When Ive taught MBA classes in quantitative methods, Ive always had a hidden agenda. Yes, the syllabus has always included linear programming, forecasting and other number-crunching techniques. But Ive always managed to tuck in extra material on game theory, or "decision making with an active opponent" (to use the formal label). IT decisions must reckon with foes who have brains, tools and agendas of their own.
Game theorists would never have placed New Yorks Emergency Operations Center on the 23rd floor of 7 World Trade Center, the 47-story structure that collapsed from collateral damage suffered in the fall of the two major WTC towers. In fact, when that EOC facility was built in 1998, some experts questioned the peculiar combination of costly positive-pressure ventilation (for protection against biological weapons) with a location that could be so cheaply taken out (by "two missiles from an F-16," as Professor Ed Shaughnessy observed; reality was even simpler).

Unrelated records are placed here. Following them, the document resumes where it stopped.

PR #162, opened 2026-05-30
Ship Saving Sanitation

DDrakov:
## About the PR

Sanitize some of the needed change

## Requirements

## Breaking changes

**Changelog**

:cl:
- fix: Fix ironman loading ship bug, now's unable to load any ship.
- fix: Chemmaster bricked saving and loading.
- tweak: Fragment drone gun is unable to save due to it's instability and complicated mechanism.
- tweak: Loading a ship can no longer put you into debt, it will fail if you do not have enough funds.


IrkallaEpsilon:
Would it be possible to have a warning added to the contravends purchase of Emag + Auth disruptor. Theres already some folks that spend 40/50 TC on either of them which is now essentially wasted, it is basically avoiding future waste purchases.

Also would it be possible to remove them from the surplus crate loot pools as they are pretty much just another, slightly better, dummy drop with no ship saving for either?

SomeoneElsHere:
I was wondering, why is the free tax when you save and load quickly removed? Can you instead just remove it for getting a different ship?

DDrakov:
> Would it be possible to have a warning added to the contravends purchase of Emag + Auth disruptor. Theres already some folks that spend 40/50 TC on either of them which is now essentially wasted, it is basically avoiding future waste purchases.
> 
> Also would it be possible to remove them from the surplus crate loot pools as they are pretty much just another, slightly better, dummy drop with no ship saving for either?

I may update the FTL yeah, tho I won't remove them from loot pools since this can be exchanged in the future faction implementation for their own currencies.

DDrakov:
> I was wondering, why is the free tax when you save and load quickly removed? Can you instead just remove it for getting a different ship?

Perhaps, if I found a way I'll try to implement them, like saving and loading same ship within X amount of time.

Lazlo23:
> Perhaps, if I found a way I'll try to implement them, like saving and loading same ship within X amount of time.



i wonder if you could do it by checking if the second shuttle loaded is equal or less than the one you saved recently, then if it is equal or lesser value, you can load it free?

DDrakov:
So about the ship contraband on some items
1. Technically it's syndicate item and it's access breaker + it have a capacity to hack late and such so likely shipyard engineer going to confescate it
2. I'll think about trying to apply the no tax for now but shouldn't be issue as in the future I'm planning to add more economy source and rebalance.

Content.Server/_NF/Shipyard/Systems/ShipyardSystem.Consoles.cs
```diff
@@ -816,6 +807,30 @@ public void OnLoadMessage(EntityUid uid, ShipyardConsoleComponent component, Shi
...
+            companyName = voucherCompany.CompanyName;
+        }
+
+        // Apply company to ship if we found one
+        if (!string.IsNullOrEmpty(companyName))
+        {
+            var shipCompany = EnsureComp<CompanyComponent>(shuttleUid);
+            shipCompany.CompanyName = companyName;
+            Dirty(shuttleUid, shipCompany);
+        }
```
TheRealMasterChief117: Should be a generic method to set the company name so that copy-paste isn't present with purchasing as well

Content.Server/_NF/Shipyard/Systems/ShipyardSystem.cs
```diff
@@ -449,14 +449,14 @@ private void AddShipAccessToEntities(EntityUid gridUid)
...
             {
-                EnsureComp<ShipAccessReaderComponent>(entity);
+                EntityManager.EnsureComponent<ShipAccessReaderComponent>(entity);
             }
             // Add ship access to entity storage (lockers, crates, etc.)
-            else if (HasComp<EntityStorageComponent>(entity))
+            else if (EntityManager.HasComponent<EntityStorageComponent>(entity))
             {
-                EnsureComp<ShipAccessReaderComponent>(entity);
+                EntityManager.EnsureComponent<ShipAccessReaderComponent>(entity);
```
TheRealMasterChief117: How come all of this is changed?

Content.Server/Chemistry/EntitySystems/ChemMasterSystem.cs
```diff
@@ -65,6 +68,20 @@ public override void Initialize()
...
+            // Log the buffer contents for debugging
+            if (_solutionContainerSystem.TryGetSolution(ent.Owner, SharedChemMaster.BufferSolutionName, out _, out var bufferSolution))
+            {
+                Logger.Info($"ChemMaster {ent.Owner} loaded with buffer: {bufferSolution.Volume}u, {bufferSolution.Contents.Count} reagent types");
+                foreach (var reagent in bufferSolution.Contents)
+                {
+                    Logger.Info($"  - {reagent.Reagent.Prototype}: {reagent.Quantity}u");
+                }
+            }
+        }
```
TheRealMasterChief117: This'll spam logs everytime a chem master gets loaded, do we want this?

Content.Server/_NF/Shipyard/Systems/ShipyardSystem.Consoles.cs
```diff
@@ -920,10 +944,14 @@ public void OnLoadMessage(EntityUid uid, ShipyardConsoleComponent component, Shi
         }
         if (shuttleStation != null)
             _records.Synchronize(shuttleStation.Value);
+            _records.Synchronize(station);
```
TheRealMasterChief117:
```suggestion
if (shuttleStation != null)
    _records.Synchronize(shuttleStation.Value);

_records.Synchronize(station);
```
Not inside of this if statement, so should be indented correctly

Resources/Prototypes/_NF/Entities/Objects/Devices/pinpointer.yml
```diff
@@ -19,7 +19,7 @@
     component: SyndicateFOB
     targetName: unknown
   - type: SavingContraband # Triad
-    examineText: ship-saving-contraband-1-text
+    examineText: ship-saving-contraband-2-text
```
TheRealMasterChief117:
```suggestion
    examineText: ship-saving-contraband-1-text
```
Keep this as one if the intent is for an item to be seized on save but not illegal to own
Two implies that its illegal and will be confisicated; we don't want TDF players thinking that this item should be seized from players.

Content.Server/_NF/Shipyard/Systems/ShipyardSystem.Consoles.cs
DDrakov: Yeah, prob gonna delete most of the things that I update on ShipyardSystem.Consoles.cs since there's already a better PR

Resources/Prototypes/_NF/Entities/Objects/Devices/pinpointer.yml
DDrakov: Yes it's intended, having it is fine but will be removed on load or saved

Content.Server/Chemistry/EntitySystems/ChemMasterSystem.cs
DDrakov: I'll check it back, but nah I don't want to spam

Resources/Prototypes/_NF/Entities/Objects/Devices/pinpointer.yml
TheRealMasterChief117: So uhh revert it, then?

DDrakov: Yeah I'll revert it when I came back to it

Content.Server/_Triad/Shipyard/ShipyardSystem.Triad.Consoles.cs
```diff
@@ -342,6 +342,14 @@ public void OnLoadMessage(EntityUid uid, ShipyardConsoleComponent component, Shi
             return;
         }
 
+        if (!_bank.TryBankWithdraw(player, appraisalCost))
+        {
+            Del(shuttleUid);
+            ConsolePopup(player, Loc.GetString("cargo-console-insufficient-funds", ("cost", appraisalCost)));
+            PlayDenySound(player, uid, component);
+            return;
+        }
```
rebaserHEAD, line 351: This guard is added in front of the existing withdrawal rather than replacing it, so the player pays twice: `TryBankWithdraw` here deducts and dirties the balance, then `TryBankWithdrawAllowDebt` a few lines below deducts the same `appraisalCost` again. (The `newBalance` calc below also reads `bankAccount.Balance` after this first deduction, so the debt popup is off too.)

Since we're dropping debt-loading, this guard plus a single success popup should replace the whole block from `var currentBalance` down through the debt/charged popup (that block sits just below this hunk, not shown here). It also swaps the borrowed cargo string for `shipyard-console-insufficient-funds`, which already exists and takes `cost` + `balance`:

```csharp
// Triad: no-debt withdrawal. Blocks ironman + insolvent players and deletes the
// orphaned grid on failure (the loaded shuttle was spawned above before charging).
if (!_bank.TryBankWithdraw(player, appraisalCost))
{
    Del(shuttleUid);
    ConsolePopup(player, Loc.GetString("shipyard-console-insufficient-funds",
        ("cost", appraisalCost), ("balance", bankAccount.Balance)));
    PlayDenySound(player, uid, component);
    return;
}

ConsolePopup(player, Loc.GetString("shipyard-console-load-success-charged",
    ("ship", name), ("cost", appraisalCost)));
```

That leaves `TryBankWithdrawAllowDebt` with no callers (dead code), worth commenting out with a reason in a follow-up.

TheRealMasterChief117 (approved):

PR #177, opened 2026-06-02
Test Improvements - Monolith Port

TheRealMasterChief117:
## About the PR
Ports https://github.com/Monolith-Station/Monolith/pull/3910 from monolith

This should fix Build & Run Shipyard tests failing randomly due to the dotnet version mismatch
There should be less warnings 

**Changelog**
NO player face


DDrakov (approved):
All looks good, checked the actions and the code function

PR #203, opened 2026-06-10
Crashes and Error-Flood Fix Roll Up

rebaserHEAD:
## About the PR
A batch of crash and error-flood fixes found by triaging the live server logs in Grafana/Loki and ranking error volume by subsystem. Most share one shape underneath: a deleted entity's id lingering in a field or collection and then used without an existence guard, plus a couple of empty-collection and missing-component cases. No gameplay or balance changes; each commit just restores intended behavior and removes a thrown exception or a per-tick log flood.

## Why / Balance
No balance impact, these are all bug fixes. Two dominated the picture: an ore silo handing a deleted silo's id to the PVS override system every tick (roughly five million logged errors a day) and a projectile anomaly indexing an empty target list on supercritical (roughly seventy thousand a day, which also left the supercritical effect broken). The rest are lower volume but real: a lathe throwing on recipe queue, auto-fire ballistic weapons throwing on a stale ammo reference, a DoAfter update that could abort the entity-system tick, and a few graceful-but-noisy Resolve errors (examine, clothing, vending state).

## Media
Us when logs.

image

## Requirements

## How to test
Build and boot a server; it should run a round without the error floods these target. Specific checks:
- **Lathe:** queue a recipe that needs a material the lathe currently has none of. It should queue without throwing (previously `KeyNotFoundException`).
- **Projectile anomaly:** spawn one away from any mobs/objects and push it to supercritical. It should not throw `ArgumentOutOfRangeException` every tick, and it should resolve normally.
- **Ballistic auto-fire:** auto-fire a ballistic weapon whose magazine had an ammo entity deleted out from under it. No `Entity 0 is not valid`.
- **Ore silo / vending:** over a normal round, the `non-existent entity 0 to PVS override` and `VendingMachinePurchase` PVS-serialize errors should be absent from the server log.

## Breaking changes
None to public APIs or prototypes. The only state-shape change: `VendingMachinePurchaseComponent` is no longer a `NetworkedComponent` (its two fields were `AutoNetworkedField`). It is read only server-side (cargo pallet pricing) and nothing on the client consumed it, so this is backward-safe; existing saved ships carrying the component still deserialize fine.

**Changelog**
:cl:
- fix: Fixed an error when queueing a lathe recipe for a material the lathe does not currently have stocked.
- fix: Projectile anomalies no longer fail to fire when they go supercritical with nothing in range.
- fix: Fixed an error that could occur while auto-firing ballistic weapons.
- fix: Improved server performance by eliminating several high-frequency internal errors (most notably from ore silos).


DDrakov (approved):
Looks good

PR #208, opened 2026-06-11
Adjust Guardian Damage From 0 to 2

Dimasw99:
## About the PR
Guardians used the practice laser to do damage which was set to 0 in #113 
Added a unique laser type for the Guardian doing 2 damage of the previous 1, buffing it.

## Why / Balance
A DPS of 8 meant that the guardian needed 12.5 seconds to kill an unarmored human if every shot hits. A hunter drone has a DPS of 17.6, killing a person in 5.7 seconds. Making it 16 DPS means that a player has 6.25 seconds of face tanking before dying unarmored.

Assuming a player is wearing a merc hardsuit which you can get from start it is now 9 seconds of standing still and surviving.
If a player is using a laser rifle of a DPS of 32 then the boss would die in 14 seconds.

These numbers of course are just cases where the player and boss both stand still and hit each other without strategy and moving. It should be a proper boss to fear now.

**Changelog**

:cl:
- tweak: Guardian Unit DPS buffed from 8 to 16
- fix: Guardian Unit doing 0 damage

### DIFF
--- a/Resources/Prototypes/Entities/Objects/Weapons/Guns/Projectiles/hitscan.yml
+++ b/Resources/Prototypes/Entities/Objects/Weapons/Guns/Projectiles/hitscan.yml
@@ -95,6 +95,16 @@
       types:
         Heat: 0 # Triad 1->0
 
+- type: entity  # Triad - With firerate 8, kill an unarmored person in 6.25 seconds
+  parent: BasicHitscan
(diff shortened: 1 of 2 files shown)


DDrakov (approved):
it's a good change, so guardian is not a shit anyway

PR #4971, opened 2020-11-12
public access prevention samples & tests

shaffeeullah:
Samples for the upcoming Public Access Prevention feature. Pending the merge of client library (https://github.com/googleapis/python-storage/pull/304) and release of backend feature.


storage/cloud-client/storage_get_public_access_prevention.py
```diff
@@ -0,0 +1,49 @@
...
+
+import sys
+
+# [START storage_get_public_access_prevention]
+from google.cloud import storage
+from google.cloud.storage.bucket import PUBLIC_ACCESS_PREVENTION_UNSPECIFIED
+
+
+def get_public_access_prevention(bucket_name):
+    """Get public access prevention bucket"""
```
tritone, line 25: `Gets the public access prevention setting for a bucket.` (these should all be full sentences with periods I think)

storage/cloud-client/storage_get_public_access_prevention.py
```diff
@@ -0,0 +1,49 @@
...
+    # bucket_name = "my-bucket"
+
+    storage_client = storage.Client()
+    bucket = storage_client.get_bucket(bucket_name)
+    iam_configuration = bucket.iam_configuration
+
+    if iam_configuration.public_access_prevention is PUBLIC_ACCESS_PREVENTION_UNSPECIFIED:
```
tritone, line 32: As in the node sample, I think this conditional is a bit confusing. I don't think a simple if/else makes sense unless the value is a bool, which it isn't. Maybe just have the value printed and include a comment that possible values are `enforced` and `unspecified`?

storage/cloud-client/storage_unspecify_public_access_prevention.py
```diff
@@ -0,0 +1,42 @@
...
+
+import sys
+
+# [START storage_unspecify_public_access_prevention]
+from google.cloud import storage
+from google.cloud.storage.bucket import PUBLIC_ACCESS_PREVENTION_UNSPECIFIED
+
+
+def unspecify_public_access_prevention(bucket_name):
+    """Unspecify public access prevention for a bucket"""
```
tritone, line 25: I think it's not that useful to have a docstring that just restates the function name basically. More relevant here is that this removes public access prevention for the bucket (so we will instead inherit the org-level policy). I guess we should work with Karen to clarify what should go in the docstring and what should go in the text above the sample block, though.

storage/cloud-client/public_access_prevention_test.py
```diff
@@ -0,0 +1,79 @@
...
+from google.cloud import storage
+import pytest
+
+import storage_enforce_public_access_prevention
+import storage_get_public_access_prevention
+import storage_unspecify_public_access_prevention
+
+
+@pytest.fixture()
+def bucket():
```
tritone, line 28: Is this something that could/should be shared across sample tests that use buckets?

storage/cloud-client/public_access_prevention_test.py
```diff
@@ -0,0 +1,79 @@
...
+    bucket.create()
+    yield bucket
+    time.sleep(3)
+    bucket.delete(force=True)
+    # Set the value back.
+    os.environ['GOOGLE_CLOUD_PROJECT'] = original_value
+
+
+def test_get_public_access_prevention(bucket, capsys):
+    short_name = storage_get_public_access_prevention
```
tritone, line 47: What is the reason for declaring this as a variable?

tritone (commented):
Generally looks good. Let's chat on Monday about how to assign out snippets for the remaining languages.

storage/cloud-client/storage_unspecify_public_access_prevention.py
shaffeeullah: Good point, I will follow up with Karen on this.

storage/cloud-client/public_access_prevention_test.py
shaffeeullah: I based these tests off of the [UBLA tests](https://github.com/GoogleCloudPlatform/python-docs-samples/blob/f0a5cbec18011f956c8d5b795837f1ad7b9d7fbf/storage/cloud-client/uniform_bucket_level_access_test.py#L58) and this is how those are written

storage/cloud-client/public_access_prevention_test.py
shaffeeullah: It could be shared. I'm not sure it should be. I based these tests off of the UBLA tests since these are similar features and the UBLA tests do not share the bucket.

storage/cloud-client/storage_unspecify_public_access_prevention.py
karenarialin: +1, something along the lines of "Sets the public access prevention status to unspecified, so that the bucket inherits its setting from its parent project."

storage/cloud-client/public_access_prevention_test.py
tritone: Oh I didn't mean that the bucket should be shared, but rather the fixture code could be. Does that make sense?

shaffeeullah: Ah I understand now. I will look into it!

storage/cloud-client/public_access_prevention_test.py
frankyn: supa long lines, was my rationale for using this lols...

storage/cloud-client/storage_set_public_access_prevention_enforced.py
```diff
@@ -0,0 +1,42 @@
...
+
+
+def set_public_access_prevention_enforced(bucket_name):
+    """Enforce public access prevention for a bucket."""
+    # bucket_name = "my-bucket"
+
+    storage_client = storage.Client()
+    bucket = storage_client.get_bucket(bucket_name)
+
+    bucket.iam_configuration.public_access_prevention = PUBLIC_ACCESS_PREVENTION_ENFORCED
```
frankyn, line 31: I would recommend switching to string literals instead of constants because they're not used actively in our samples. 

I may have missed samples that are now using string constants though. I would still stay away from it unless it's a strict requirement.

shaffeeullah: Other samples in this library (such as `change_default_storage_class`) are using string constants. Why do you suggest staying away from it? I believe this is a safer implementation. Someone using this constant from the library will not have to change their code if we change the value of this constant down the line.

frankyn: I'm making a change to address the usage of constants in that sample here: https://github.com/GoogleCloudPlatform/python-docs-samples/pull/5329

The constants.py isn't intentional about how a developer is going to use them. I agree that this is something we should do (rely on constants provided by the library), but we need to audit the existing constants experience.

For example, some are located [constants.py](https://github.com/googleapis/python-storage/blob/master/google/cloud/storage/constants.py) and others are located here: [iam.py](https://github.com/googleapis/python-storage/blob/master/google/cloud/storage/iam.py#L22-L41). For PAP, they were added [here](https://github.com/googleapis/python-storage/blob/f9498b982d5011971ca7809ab279cf738bcc07f1/google/cloud/storage/bucket.py#L89).

I agree this makes sense for supportability reasons as you stated, but we should be intentional / guided about where these constants exist which in turn will make it easier for developers to find them. Otherwise, it's a maze.

I might be too cautious as well, but samples have used string literals for the most part.

storage/cloud-client/public_access_prevention_test.py
andrewsg: Nothing wrong with this, but it's also ok to just type it in long and let the autoformatter deal with it.

storage/cloud-client/public_access_prevention_test.py
```diff
@@ -0,0 +1,53 @@
...
+# See the License for the specific language governing permissions and
+# limitations under the License.
+
+import storage_get_public_access_prevention
+import storage_set_public_access_prevention_enforced
+import storage_set_public_access_prevention_unspecified
+
+
+def test_get_public_access_prevention(bucket, capsys):
+    short_name = storage_get_public_access_prevention
```
andrewsg, line 21: I would prefer to either use the long name and let the autoformatter deal with it, or if that's really unacceptably long, to do the original import differently ("import storage_get_public_access_prevention as storage_get_pap" or something). Not a critical change since it's only in the test - up to you.

andrewsg (approved):
LGTM, with one optional style suggestion.

storage/cloud-client/public_access_prevention_test.py
shaffeeullah: @andrewsg , I wrote these tests to match the [UBLA tests](https://github.com/GoogleCloudPlatform/python-docs-samples/blob/f0a5cbec18011f956c8d5b795837f1ad7b9d7fbf/storage/cloud-client/uniform_bucket_level_access_test.py#L58) since they're similar features. Those are written with `short_name`. I don't mind changing it, but changing it will create an inconsistency. Is that okay?

storage/cloud-client/conftest.py
```diff
@@ -0,0 +1,25 @@
+import os
```
dinagraves, line 1: Please add license

dinagraves (changes requested):
Hi! Can you re-request review when the tests pass? LMK if you need help.

shaffeeullah:
@andrewsg ,

We would like to merge these samples next week after the client library has been released. Does that work for you?

storage/cloud-client/public_access_prevention_test.py
andrewsg: Sorry I didn't respond here earlier. Sure, fine to keep it for consistency. Thanks!

andrewsg:
@shaffeeullah Yep sounds great. Let me know if you need anything from me to make that happen.

shaffeeullah:
Public access prevention rollout has been delayed due to a bug surfaced during Googler preview. I will keep this PR updated as I learn new release timeline details.

shaffeeullah:
@dinagraves The client library implementation has been released https://github.com/googleapis/python-storage/pull/485 , but it seems these tests are still failing. Do you know how I can have them run against the latest version of the library?

storage/cloud-client/storage_get_bucket_metadata.py
```diff
@@ -39,6 +39,7 @@ def bucket_metadata(bucket_name):
     )
     print("Default KMS Key Name: {}".format(bucket.default_kms_key_name))
```
dinagraves, line 40: Please use f-strings.

storage/cloud-client/storage_get_public_access_prevention.py
```diff
@@ -0,0 +1,41 @@
...
+    # The ID of your GCS bucket
+    # bucket_name = "my-bucket"
+
+    storage_client = storage.Client()
+    bucket = storage_client.get_bucket(bucket_name)
+    iam_configuration = bucket.iam_configuration
+
+    print(
+        "Public access prevention is {} for {}."
+        .format(iam_configuration.public_access_prevention, bucket.name)
```
dinagraves, line 34: f string

dinagraves (changes requested):

storage/cloud-client/storage_get_bucket_metadata.py
tritone: These samples still need to work with Py 2.7 right? I thought that ruled out fstrings.

dinagraves: AFAIK, App Engine Standard is the only product that is still required to work with 2.7.    These samples do not run tests on 2.7.

storage/cloud-client/public_access_prevention_test.py
```diff
@@ -0,0 +1,53 @@
...
+
+
+def test_set_public_access_prevention_enforced(bucket, capsys):
+    short_name = storage_set_public_access_prevention_enforced
+    short_name.set_public_access_prevention_enforced(
+        bucket.name
+    )
+    out, _ = capsys.readouterr()
+    assert (
+        "Public access prevention is set to enforced for {}.".format(bucket.name)
```
dinagraves, line 39:
```suggestion
        f"Public access prevention is set to enforced for {bucket.name}."
```

storage/cloud-client/public_access_prevention_test.py
```diff
@@ -0,0 +1,53 @@
...
+
+
+def test_get_public_access_prevention(bucket, capsys):
+    short_name = storage_get_public_access_prevention
+    short_name.get_public_access_prevention(
+        bucket.name
+    )
+    out, _ = capsys.readouterr()
+    assert (
+        "Public access prevention is unspecified for {}.".format(bucket.name)
```
dinagraves, line 27:
```suggestion
        f"Public access prevention is unspecified for {bucket.name}."
```

storage/cloud-client/conftest.py
```diff
@@ -0,0 +1,41 @@
...
+@pytest.fixture(scope="function")
+def bucket():
+    """Yields a bucket that is deleted after the test completes."""
+    # The new projects enforces uniform bucket level access, so
+    # we need to use the old main project for now.
+    original_value = os.environ['GOOGLE_CLOUD_PROJECT']
+    os.environ['GOOGLE_CLOUD_PROJECT'] = os.environ['MAIN_GOOGLE_CLOUD_PROJECT']
+    bucket = None
+    while bucket is None or bucket.exists():
+        bucket_name = "uniform-bucket-level-access-{}".format(uuid.uuid4().hex)
```
dinagraves, line 34:
```suggestion
        bucket_name = f"uniform-bucket-level-access-{uuid.uuid4().hex}"
```

storage/cloud-client/public_access_prevention_test.py
```diff
@@ -0,0 +1,53 @@
...
+
+
+def test_set_public_access_prevention_unspecified(bucket, capsys):
+    short_name = storage_set_public_access_prevention_unspecified
+    short_name.set_public_access_prevention_unspecified(
+        bucket.name
+    )
+    out, _ = capsys.readouterr()
+    assert (
+        "Public access prevention is 'unspecified' for {}.".format(bucket.name)
```
dinagraves, line 51:
```suggestion
        f"Public access prevention is 'unspecified' for {bucket.name}."
```

dinagraves (approved):

PR #5052, opened 2020-12-08
fix: add a comment to draw attention to using get_blob, not blob

crwilcox:
There have been reports that perhaps `blob` and `get_blob` and there differences can be confusing to users. This attempts to bring in some context to popular samples to help clarify.


crwilcox:
@frankyn @sdspikes I have added a bit of documentation to two samples. This may be a bit much but thought we can hone in a bit.

busunkim96 (approved):

frankyn (approved):

PR #5221, opened 2021-01-11
Add feature engineering notebook

leahecole:
CI/CD was attempted [here](https://github.com/GoogleCloudPlatform/ai-platform-samples/pull/234), but that process isn't 100% fleshed out yet so let me explain the failures:

- Lint - this is to be expected. There are three failures - two are about the block comments in the first and last cells letting the user know they can ignore them. They are formatted as my review (bmiro@) asked. The third failure is due to a redefinition of an import. This is also expected and okay - the first instance of the import is in a block that users are not expected to run.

You can see the same kind of weak-link design in all too many IT installations: for example, those that derive "strong" 128-bit encryption keys from "easily remembered" six-letter passwords. Given that users tend to choose predictable passwords and that even random and case-sensitive six- letter passwords occupy only a 35-bit subset of that 128-bit space, why would anyone borrow a supercomputer for a key search? They can crack most users accounts with an online dictionary and a castoff i486 PC.
Likewise, the Internet itself is widely claimed to be "survivable" in that its resistant to the essentially random damage of natural disaster or bombing. But what about an attack by an active opponent? Someone, or something, that anticipates the means of counterattack—like the Nimda worm, reinfecting networks as if following behind the cleanup teams?
Its not enough to do IT correctly. We have to block easy modes of attack. We have to think like terrorists—because despite the appeal of theories, its no game.